Get(i,j) : For this we just have to write A[i][j] (assuuming A is the 2-d array representing the adjacency matrix). A[i][j] will contain the weight (if there is an edge). Hence it takes O(1) time only.
Add(i,j,w) : To add an edge from i to j with weight w, just asssign A[i][j] = w. Hence this also takes O(1) time.
AllFrom(i): To get the list of the edges starting from i, we have to scan the row corresponding to the node i. Since there are n nodes, there are n rows and n columns (A is of size n*n). While scanning all the elements in a row, we check if the entry is positive. If positive, it means edge is present and we add it to the list, if negative or zero, we discard and dont add to the list. Hence the time complexity for AllFrom(i) is O(n).
Part(b) Adjacency List representation: For each node i, we maintain a list (linked list) which contains all the nodes which have an edge starting from i. So in total, the graph is stored as an array of linked lists.
Get(i,j): To check if there is an edge from i to j, we have to scan the list corresponding to the node i. Now in the worst case, all the nodes can be adjacent to node i, in which case we have to check all the n nodes in the list to check if j is present. Hence, time complexity for this is O(n)
Add(i,j,w): To add an edge from i to j, we have to insert the node j and the weight of edge - w in the list corresponding to i.
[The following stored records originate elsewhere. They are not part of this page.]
Issue #5283, opened 2023-11-30
Bump `wasmvm` to v2.0


crodriguezvega:
Issue to keep track of the upgrade. Release is not available yet.

Migration docs are available [here](https://github.com/CosmWasm/wasmvm/blob/main/docs/MIGRATING.md).

PR #5909, opened 2024-02-26
deps: bump wasmvm v2.0.0

crodriguezvega:
## Description

~~I will mark the PR as r4r when we can use the final v2.0.0 release (using v2.0.0-rc.2 at the moment).~~

closes: #5283 

```text
type: commit message
```

---

write a little note why.

## Summary by CodeRabbit

- **New Features**
	- Enhanced support for multiple capabilities in light clients, moving from a singular to multiple capabilities support.
	- Introduced a new gas limit parameter and additional gas-related values for improved gas management in smart contracts.
	- Randomized data directory paths for testing, ensuring unique environments for each test run.

- **Improvements**
	- Updated `wasmvm` and `wasmvmtypes` dependencies to version 2 across various modules for better performance and compatibility.
	- Refined gas cost constants and introduced a new `WasmGasRegisterConfig` struct for more flexible gas cost configuration.
	- Improved type safety and error handling by updating function return types to use `ContractResult` and `QueryResult`.

- **Documentation**
	- Updated the CHANGELOG to reflect the dependency update to `wasmvm` version 2.0.0.

- **Bug Fixes**
	- Addressed various minor bugs related to import paths and function signatures to align with the new `wasmvm` version 2 updates.


modules/light-clients/08-wasm/types/vm.go
```diff
@@ -26,16 +26,16 @@ var (
 	// wasmvmAPI is a wasmvm.GoAPI implementation that is passed to the wasmvm, it
 	// doesn't implement any functionality, directly returning an error.
 	wasmvmAPI = wasmvm.GoAPI{
-		HumanAddress:     humanAddress,
-		CanonicalAddress: canonicalAddress,
+		HumanizeAddress:     humanizeAddress,
+		CanonicalizeAddress: canonicalizeAddress,
```
webmaster128, line 30: Here you need a validate implementation too now. Can be the same style as the other two but needs to be set.

modules/light-clients/08-wasm/types/vm.go
```diff
@@ -114,7 +114,10 @@ func wasmInstantiate(ctx sdk.Context, cdc codec.BinaryCodec, clientStore storety
 	checksum := cs.Checksum
 	resp, err := instantiateContract(ctx, clientStore, checksum, encodedData)
```
webmaster128, line 115: This variable name "resp" is misleading now since the variable contains a result (i.e. success or error struct) and response only referred to the success case

modules/light-clients/08-wasm/types/vm.go
```diff
@@ -114,7 +114,10 @@ func wasmInstantiate(ctx sdk.Context, cdc codec.BinaryCodec, clientStore storety
...
 	if err != nil {
-		return errorsmod.Wrap(ErrWasmContractCallFailed, err.Error())
+		return errorsmod.Wrap(ErrVMError, err.Error())
+	}
+	if resp.Err != "" {
+		return errorsmod.Wrap(ErrWasmContractCallFailed, resp.Err)
 	}
 
 	if err = checkResponse(resp); err != nil {
```
webmaster128, line 123: To restore the old behaviour, I'd pass `result.Ok` as the argument here and only handle the response internally

modules/light-clients/08-wasm/types/vm.go
```diff
@@ -287,25 +295,25 @@ func getEnv(ctx sdk.Context, contractAddr string) wasmvmtypes.Env {
...
 
-func canonicalAddress(human string) ([]byte, uint64, error) {
+func canonicalizeAddress(human string) ([]byte, uint64, error) {
 	return nil, 0, errors.New("canonicalAddress not implemented")
 }
 
 // checkResponse returns an error if the response from a sudo, instantiate or migrate call
 // to the Wasm VM contains messages, events or attributes.
-func checkResponse(response *wasmvmtypes.Response) error {
+func checkResponse(response *wasmvmtypes.ContractResult) error {
```
webmaster128, line 308:
```suggestion
func checkResponse(response *wasmvmtypes.Response) error {
```

I'd keep this type can adjust the callers

webmaster128 (commented):
Good stuff. Thanks for the early integration. Some first notes

modules/light-clients/08-wasm/types/vm.go
crodriguezvega: Good point. I can change the name.

modules/light-clients/08-wasm/types/vm.go
```diff
@@ -112,12 +113,15 @@ func wasmInstantiate(ctx sdk.Context, cdc codec.BinaryCodec, clientStore storety
...
 
 	checksum := cs.Checksum
-	resp, err := instantiateContract(ctx, clientStore, checksum, encodedData)
+	res, err := instantiateContract(ctx, clientStore, checksum, encodedData)
 	if err != nil {
-		return errorsmod.Wrap(ErrWasmContractCallFailed, err.Error())
+		return errorsmod.Wrap(ErrVMError, err.Error())
+	}
+	if res.Err != "" {
+		return errorsmod.Wrap(ErrWasmContractCallFailed, res.Err)
```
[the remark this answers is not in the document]
webmaster128: No, there are now two layers of error: errors caused by the VM (`err`) and successful VM executions that contain an error caused by the contract (`res.Err`). Before 2.0 both error cases were compressed into one in wasmvm. But this is losing information on the caller side, which we need in wasmd. The reason is that we want to utilize the knowledge that `res.Err` is guaranteed to deterministic. See also:
- The `DeterministicError` and its usage in https://github.com/CosmWasm/wasmd/pull/1804/files
- This document discussing the whole topic a bit more: https://github.com/CosmWasm/cosmwasm/blob/main/docs/ERROR_HANDLING.md

modules/light-clients/08-wasm/testing/simapp/app.go
```diff
@@ -462,9 +464,14 @@ func NewSimApp(
 	// Function DefaultWasmConfig can also be used to use default values.
 	//
 	// In the code below we use the second method because we are not using x/wasm in this app.go.
+
+	// NOTE: a random string is appended to the data directory to ensure that every test
```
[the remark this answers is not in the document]
crodriguezvega: Yes, I agree it's a bit hacky and I agree we can open an issue and fix it later. 👍

modules/light-clients/08-wasm/types/vm.go
```diff
@@ -151,16 +155,19 @@ func wasmSudo[T ContractResult](ctx sdk.Context, cdc codec.BinaryCodec, clientSt
 	}
 
 	checksum := cs.Checksum
-	resp, err := callContract(ctx, clientStore, checksum, encodedData)
+	res, err := callContract(ctx, clientStore, checksum, encodedData)
 	if err != nil {
-		return result, errorsmod.Wrap(ErrWasmContractCallFailed, err.Error())
+		return result, errorsmod.Wrap(ErrVMError, err.Error())
+	}
+	if res.Err != "" {
```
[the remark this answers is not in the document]
crodriguezvega: I don't feel strongly about either, so I am fine with whatever people prefer. Maybe I am slightly inclined to leave it like this, so that `checkResponse` is limited to checking that the contract doesn't return data that we expect, but I am fine with both.

modules/light-clients/08-wasm/types/gas_register.go
```diff
@@ -1,7 +1,7 @@
 package types
```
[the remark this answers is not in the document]
crodriguezvega: Yes, I took it from the v2-rc tag, and I just updated it with the v2 tag (there were a couple of more changes).

docs/docs/03-light-clients/04-wasm/03-integration.md
```diff
@@ -214,10 +214,10 @@ app.WasmClientKeeper = ibcwasmkeeper.NewKeeperWithVM(
...
-- `MemoryCacheSize` sets [the size in MiB of an in-memory cache for e.g. module caching](https://github.com/CosmWasm/wasmvm/blob/1638725b25d799f078d053391945399cb35664b1/lib.go#L29C16-L29C104). It is not consensus-critical and should be defined on a per-node basis, often in the range 100 to 1000 MB. [`wasmd` reads this value of](https://github.com/CosmWasm/wasmd/blob/36416def20effe47fb77f29f5ba35a003970fdba/app/app.go#L579). Default value is 256.
-- `ContractDebugMode` is a [flag to enable/disable printing debug logs from the contract to STDOUT](https://github.com/CosmWasm/wasmvm/blob/1638725b25d799f078d053391945399cb35664b1/lib.go#L28). This should be false in production environments. Default value is false.
+- `DataDir` is the [directory for Wasm blobs and various caches](https://github.com/CosmWasm/wasmvm/blob/v2.0.0/lib.go#L25). In `wasmd` this is set to the [`wasm` folder under the home directory](https://github.com/CosmWasm/wasmd/blob/36416def20effe47fb77f29f5ba35a003970fdba/app/app.go#L578).
```
damiannolan, line 217: Should it be mentioned that this should be different to that used by x/wasm?

modules/light-clients/08-wasm/testing/simapp/app.go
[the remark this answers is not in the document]
damiannolan: Go testing lib offers an API that might be useful here. Happy to see if it can be used in the follow up issue. See https://pkg.go.dev/testing#T.TempDir

modules/light-clients/08-wasm/types/errors.go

Since in a linked list, we maintain a pointer, which either points to starting of list, or ending or both in some cases, therefore we can add the node j in the list just by creating a new node at the end or front wherever the pointer is. This takes O(1) time only.
AllFrom(i): To get the list of the edges starting from i, we have to scan the list corresponding to the node i. Now in the worst case, all the nodes can be adjacent to node i, in which case time complexity for this is O(n).
Part(c) Edge List: In edge list representation, we have a list (array) of edges, where each edge is a tuple or an element (i,j,w).
Get(i,j): To know if there is an edge from i to j, we have no option but to check the entire edgelist for that edge. Hence in worst case this takes O(m) time. where m is the total no of edges.
Note that if it is a special implementation of edge list, like if we use some ordering (ascending or descending based on first source node number) to store the edges, then we can use binary search to query, which will take O(log m) time.
Add(i,j,w): To add an edge from i to j with weight w, we can just insert the edge at the last or front of the list, hence it will take O(1) time only.
AllFrom(i): To get the list of the edges starting from i, we have to scan the entire edgelist corresponding to the source node i. Hence, time complexity for this is O(m).